Does any locally compact topological group which is not Hausdorff have a Haar measure?

Question

In 'Linear Analysis and Representation Theory' by Steven Gaal at the end of Chapter IV, page 227, the author claims that any locally compact topological group $G$ which is not Hausdorff has a Haar measure and I question the validity of this claim.

At the end of his argument he has constructed an invariant positive functional on a subspace of $C_0(G)$ but gives no proof that this functional can be extended to the full $C_0(G)$ whilst maintaining the positivity and invariance. He also doesn't mention any version of the Riesz Representation Theorem for non-Hausdorff spaces (I am also not convinced by his argument that a continuous function $f:G \to [0,1]$ with compact support and $f \equiv 1$ on $C$ exist if $C$ is compact but not necessarily closed).

So my question is: Can the gaps in these arguments be filled and so does $G$ indeed have a Haar measure or does there exist a counterexample?

See also this question where in the comments some serious problems were pointed out (after 7 years) with Simon Rubinstein-Salzedo's ON THE EXISTENCE AND UNIQUENESS OF INVARIANT MEASURES ON LOCALLY COMPACT GROUPS.

Thank you!

Answer 1

Let $G$ be a topological group.

(1) $G$ is Hausdorff iff $\{1\}$ is closed. One direction is clear, and conversely if $\{1\}$ is closed, then its inverse image under the map $(g,h)\mapsto gh^{-1}$ is the diagonal of $G\times G$ which is then closed, and hence $G$ is Hausdorff.
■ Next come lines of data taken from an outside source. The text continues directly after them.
PR #37, opened 2026-04-25
Add readiness health probes

MTG-Thomas:
## Summary

Add explicit liveness, readiness, and detailed health endpoints while keeping the existing `/health` endpoint backward-compatible.

- Keep `GET /health` as a shallow liveness response
- Add `GET /health/live` for process/API liveness
- Add `GET /health/ready` for readiness across core serving dependencies
- Expand `GET /health/detailed` with database, Redis, RabbitMQ, and configured S3 component checks
- Point Docker Compose API healthchecks at `/health/ready` with a start period for slow dev/test startup

## Why

`/health` currently answers even when dependencies needed to serve normal traffic may be unavailable. This separates liveness from readiness so Docker Compose and future orchestrators can restart or gate traffic on the right signal without breaking existing callers of `/health`.

The dependency checks use bounded async timeouts and sanitize errors to exception class names so probe responses do not leak configured URLs or credentials.

## Validation

- `python -m pytest api/tests/unit/routers/test_health.py -q` -> 10 passed
- `docker compose -f docker-compose.yml config --quiet` with dummy required secrets
- `docker compose -f docker-compose.test.yml config --quiet` with dummy required secrets

## Notes

Readiness intentionally covers only core API-serving dependencies: Postgres, Redis, RabbitMQ, and configured S3-compatible storage. Worker and scheduler heartbeats are left out so API rollout is not coupled to optional or scale-dependent background processes.


jackmusick:
Thanks for this — solid work, well-scoped, and the credential-sanitization on probe errors is a nice touch. Queued auto-merge.

If there's more you wanted to do here (worker/scheduler heartbeats, additional endpoints, etc.), feel free to open another PR — happy to review.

(2) In general, let $N$ be the closure of $\{1\}$. Then $G/N$ is Hausdorff, by (1).

(3) Every open subset of $G$ is $N$-invariant. Hence, the Borel $\sigma$-algebra of $G$ consists exactly of the inverse image of the Borel $\sigma$-algebra of $G/N$.

(4) In particular, the Borel $\sigma$-algebra of $G/N$ and $G$ are canonically isomorphic (through taking the inverse image), and this induces a canonical identification "pullback" from the set of measures on $G/N$ and those on $G$, which restricts to an identification between Radon measures on $G/N$ and on $G$, and also restricts to an identification between left-invariant measures on $G/N$ and $G$, and in turn, between Haar measures (defined as Radon left-invariant measures). Note that in the definition of Radon (locally finite + inner regular), one needs to use "closed compact" in the definition of inner regular).

(5) Define "compact" in the usual way (without "Hausdorff") and "locally compact" as "every point has a closed compact neighborhood". Then the closed compact subsets of $G$ are exactly the inverse images of the closed compact subsets of $G/N$. Then $G$ is locally compact iff $G/N$ is locally compact. In this case, the pullback of a Haar measure on $G/N$ defines a Haar measure on $G$.